Babies are not skeptical or credulous by nature, we are trained to trust and distrust, initially by our parents, or parental surrogates, and later by life itself. For each of us, all of that gets rolled up into a personal narrative that guides our reactions to everything.

For example, my gut tells me there is something fishy about this numbered company in St. John’s that is leasing land to Canopy Growth for its cannabis facility.

I have no direct evidence of anything untoward happening, but my gut does not trust people who hide behind numbered companies to do business. My gut does not trust people who run corporations to act in the best interests of anybody but themselves. My gut also does not trust Liberal governments to hold those corporations accountable.

Of course, sometimes my gut is conflicted. My gut tells me that the fact Ches Crosbie is leading the charge to ferret out whether there is a fire burning under the pot smoke, means my gut might be wrong because the only politicians my gut finds more untrustworthy than Liberals are Conservatives.

My gut tells me my gut has good reason to feel this way based of a history of financial scandal upon political scandal upon personal scandal dating back to Sir John A. MacDonald and at every level of government.

We tend to trust our guts, I think, because we have little choice. The sheer vastness of cumulative human knowledge combined with how busy most of us are just living our lives, makes it virtually impossible to know much of anything with great certainty.

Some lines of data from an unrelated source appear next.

PR #5881, opened 2026-07-03
ci, docs: fix documentation text and skip docs-only CI

moluopro:
- Fix several documentation typos, wording issues, broken Markdown formatting, and links.
- Run the docs workflow only for documentation-related inputs:
  - `docs/**`
  - `mkdocs.yml`
  - `.github/workflows/docs.yml`
- Skip non-doc CI workflows when a change only touches documentation files:
  - `docs/**`
  - `**/*.md`

PR #5891, opened 2026-07-06
Update README and CI job matrix documentation

moluopro:
1. Update the CI job matrix to reflect the GitHub Actions jobs.

2. Replace stale README CI badges for inaccessible services.

3. Fix broken README links in the supported OS section and update the FreeBSD note.

4. Skip the FreeBSD and Azure CI workflows for docs-only changes, completing the follow-up from #5881.

### DIFF
--- a/.github/workflows/freebsd.yml
+++ b/.github/workflows/freebsd.yml
@@ -4,9 +4,15 @@ on:
   push:
     branches:
       - develop
+    paths-ignore:
+      - 'docs/**'
+      - '**/*.md'
   pull_request:
     branches:
       - develop
+    paths-ignore:
+      - 'docs/**'
+      - '**/*.md'
 
 concurrency:
   group: ${{ github.workflow }}-${{ github.head_ref || github.run_id }}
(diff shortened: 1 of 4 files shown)


martin-frbg:
Thanks. I guess the CI situation will always be a bit dynamic, it used to be easier to keep track of when this was a wiki page. 
Most of the qemu-based jobs take far too long, often hanging in the fork test that passes on actual hardware. 
I'm already thinking about removing the freebsd-on-arm one that replaced the freebsd on actual neoverse that Cirrus had. 
And the Jenkins jobs are just silly in that one can only see the job result while logged in to OSUOSL...

moluopro:
Yes, the current CI does seem to run into problems quite often. I think the CI process itself could be improved, for example by making the test scripts more robust, improving error reporting, and reducing unnecessary test triggers, as was already done for documentation-only changes.

In commercial RISC-V environments, companies usually maintain a board farm to support their CI pipelines, especially for performance testing, which works much better than QEMU.

As for documenting changes in the CI setup, it is admittedly tedious, but I think it is still manageable.

PR #5898, opened 2026-07-09
Fix ARM64 SME direct-kernel build and dispatch

moluopro:
- Add the missing CMake compile definitions for ARM64 SME direct-kernel variants to match the existing `kernel/Makefile.L3` rules.
- Restrict the STRMM direct fast path in `interface/trsm.c` to `TRMM` builds so STRSM cannot dispatch to STRMM direct kernels.
- Treat real-valued `CblasConjNoTrans` and `CblasConjTrans` as eligible for the corresponding STRMM direct paths.
- Add an `alpha == 0` fast zeroing path in `strmm_direct_arm64_sme1.c`.
- Avoid signed overflow in the `M * N * K` size heuristic in `sgemm_direct_performant.c`, and skip the direct path when `N <= 0` or `K <= 0`.
- Clean up the Windows/Clang condition for ARMV9SME and fix the surrounding indentation in `cmake/cc.cmake`.
- Normalize the relevant SME source files under `kernel/arm64` from CRLF to LF line endings.


moluopro:
This follows up on #5889. 

While working on the ARM64 SME TRMM direct path, I found a few related build and dispatch issues and fixed them here as well.

moluopro:
The `jenkins/pr-merge` pipeline seems to have failed on the last few PRs as well. Looks like Jenkins needs a good kick or two.

martin-frbg:
> The `jenkins/pr-merge` pipeline seems to have failed on the last few PRs as well. Looks like Jenkins needs a good kick or two.

Seems the Z arch build cannot find its base Ubuntu docker file recently. I will try to reach out to OSUOSL if the problem persists, but they're a small volunteer group too.

martin-frbg:
Messaged OSUOSL support now as their docker still fails to load images

martin-frbg:
Unfortunately the OSUOSL response just now has been to take the zarch node offline for an eventual rebuild

PR #5903, opened 2026-07-10
Add SiFive U74 target with a scalar 4×4 register-tiled GEMM kernel

hmeiland:
## Motivation

RV64GC application cores without the vector extension (SiFive U74/U54, Andes AX45MP, SiFive P550, …) currently fall back to the `RISCV64_GENERIC` target, whose GEMM uses a portable **2×2** C micro-kernel. On the StarFive VisionFive 2 (JH7110, quad-core U74) that leaves HPL at ≈3.1 GFLOPS — only ~26 % of the 12 GFLOPS double-precision peak.

The bottleneck is the micro-kernel, not the memory system. The U74's `fmadd.d` has a **7-cycle latency** at 1/cycle throughput on a single FP pipe; a 2×2 tile exposes only four independent accumulator chains — fewer than the latency — so the pipe stalls on the accumulator recurrence, while the 1:1 load:FMA ratio saturates the lone load/store port.

## What this adds

A dedicated **`U74`** target and a scalar **4×4 register-tiled** GEMM micro-kernel:

- **`kernel/generic/gemmkernel_4x4.c`** — portable C 4×4 kernel (16 accumulators). Raises in-flight chains above the FMA latency and lowers the load:FMA ratio to 1:2, fitting RV64G's 32 FP registers with no spill; handles all 4/2/1 edge cases.
- **`kernel/generic/kern_u74.S`** + **`kernel/generic/gemmkernel_4x4_u74.c`** — a hand-scheduled scalar **assembly** DGEMM micro-kernel (full operand double-buffering / P·Q ping-pong, load-before-FMA issue ordering matched to the dual-issue in-order front end), wired through a hybrid dispatcher: the asm serves full 4×4 / even-`bk` DGEMM blocks and falls back to the C kernel for ragged edges, odd `bk`, and TRMM. `kern_u74.S` is the readable source; the `.c` embeds it via top-level `__asm__` so it builds as a single kernel object with no build-system changes.
- **U74 target plumbing**: `getarch.c`, `cpuid_riscv64.c`, `TargetList.txt`, `KERNEL.U74`, `param.h`, `Makefile.riscv64`, `Makefile.prebuild`. Block sizes tuned for the 32 KiB L1D / 2 MiB shared L2 (`DGEMM_Q = 256`, aligning KC with a typical HPL `NB = 192`).

## Measured results (physical 8 GiB VisionFive 2, quad U74 @ 1.5 GHz)

Single-core DGEMM micro-kernel: **1.63 vs 1.00 GFLOPS** over the generic 2×2 (≈1.6×). Micro-benchmark probes show the assembly reaches the FP-pipe peak — 2.90 GFLOPS on L1-resident data (~16.5 cycles per 16 `fmadd.d`).

Four-core HPL, same board, matched N / NB=192 / 2×2 grid:

| N | generic 2×2 | 4×4 C | 4×4 C, Q=256 | + asm kernel |
|---:|---:|---:|---:|---:|
| 10 000 | 3.10 | 4.86 | 4.97 | 5.17 |
| 27 456 | 3.31 | 5.24 | 5.41 | **5.99** (~50 % of peak) |

End-to-end **+81 %** over the generic 2×2 at the memory-filling size; every run residual-PASSED.

## Correctness / validation

- The C 4×4 kernel is verified against a reference GEMM across **27,436** shape × scalar combinations (every 4/2/1 edge) with zero absolute error.
- A full `TARGET=U74` build passes the OpenBLAS BLAS **Level-3 test suite** — `DGEMM` 17,496 computational calls, 0 failures (DSYMM/DTRMM/DTRSM/DSYRK/DSYR2K all PASSED) — and HPL residual-PASSED.

## Notes

- The portable 4×4 tile is a safe default across the RVA20 scalar core family: it fits the guaranteed 32-register file and never worsens the load ratio, and is optimal on the dominant dual-issue in-order single-pipe profile.
- The residual gap between the FP-pipe peak and the streaming rate is memory latency feeding the packed panels through L2 (the JH7110 has no `Zicbop` software-prefetch), not the kernel schedule.
- All performance figures were measured on physical hardware. Happy to split this into smaller commits, rebase onto current `develop`, or drop the U74-specific assembly and keep only the portable C kernel if preferred.


hmeiland:
Update — addressed two things a reviewer would likely raise:

1. **CMake build support added.** `cmake -DTARGET=U74` now works: I mirrored the `RISCV64_GENERIC` blocks for U74 in `cmake/prebuild.cmake` (cache defines matching `getarch`), `cmake/system.cmake`, and `cmake/cc.cmake` (`-march=rv64imafdc_zba_zbb -mabi=lp64d -mtune=sifive-u74`). Validated on a VisionFive 2 — configure recognizes the target and a full `cmake --build` produces `libopenblas.a` with the U74 march/mtune flags applied to the kernels (0 errors), matching the Makefile path.

2. **Already current with `develop`.** The branch is based on the current `develop` HEAD (`7c99195`), so no rebase is needed and it merges cleanly.

Both the Makefile and CMake builds pass the full BLAS Level-3 test suite (DGEMM 17,496 calls, 0 failures) and HPL (residual PASSED) on physical U74 hardware.

martin-frbg:
Thank you. Can you please move the U74-specific gemm kernel (both gemmkernel_4x4_u74.c and kern_u74.S) to kernel/riscv64 rather than kernel/generic though ? It's wild enough that half the truly generic C kernels currently live in kernel/arm for "historic" reasons, having architecture-specific bits under "generic" seems a bit much :-)

I'll look into adding (Linux-specific) autodetection later, not sure why at least the U74 in the GCC Compile Farm identifies itself in /proc/cpuinfo via an "uarch" string rather than "model" but I haven't been following kernel patches that closely.

hmeiland:
Done in 5d7868f — moved both `gemmkernel_4x4_u74.c` and `kern_u74.S` to `kernel/riscv64/` (alongside `KERNEL.U74`) and pointed `DGEMMKERNEL` at `../riscv64/gemmkernel_4x4_u74.c`. The only other change is the moved kernel's `#include "conversion_macros.h"` → `"../generic/conversion_macros.h"`, since that header stays in `kernel/generic` (same form `kernel/wasm/gemmkernel_wasm128.c` already uses for it). The portable `gemmkernel_4x4.c` (SGEMMKERNEL) is untouched and stays under `kernel/generic`.

No functional change — `DGEMMKERNEL` still resolves through `$(KERNELDIR)`, so both the Makefile (`$(KERNELDIR)/$(DGEMMKERNEL)`) and CMake (`GenerateNamedObjects "${KERNELDIR}/${DGEMMKERNEL}"`) paths pick it up from the new location. Rebuilt `TARGET=U74` on riscv64 hardware to confirm: `dgemm_kernel.o` compiles from the new path and archives into `libopenblas` with 0 errors.

Thanks for taking this — and for looking into the Linux autodetection; happy to help test that on U74 hardware whenever you get to it.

I favour Professor Barret’s conclusions, not because I have examined all the research, but because I trust her expertise. If I am being honest, though, I trust her expertise largely because it fits my personal narrative. My gut tells me she is right.

Fortunately, we also have brains. My brain tells me that my gut is often wrong. My brain tells me I should demand more proof of the nature versus nurture regarding emotional intelligence. My brain tells me that there are good and bad apples among business people and among Liberals and Conservatives.

My brain tells me that my gut is not a decision-making tool, but a starting point for further investigation. My brain tells me that regardless of how my gut feels about Conservatives, I should be cheering Mr. Crosbie on to get to the bottom of the Canopy situation.

The spherical Earth did not become fact because ancient Greek philosophers had a gut feeling flat Earth observations were wrong. It became fact because subsequent technological advancements made it possible for scientists and explorers to practically demonstrate that now almost universally-accepted reality.

I am not saying we should ignore our guts completely, but anyone who blindly trusts their guts is not using their brain, which, by the way, has 200 times the number of neurons as the enteric nervous system.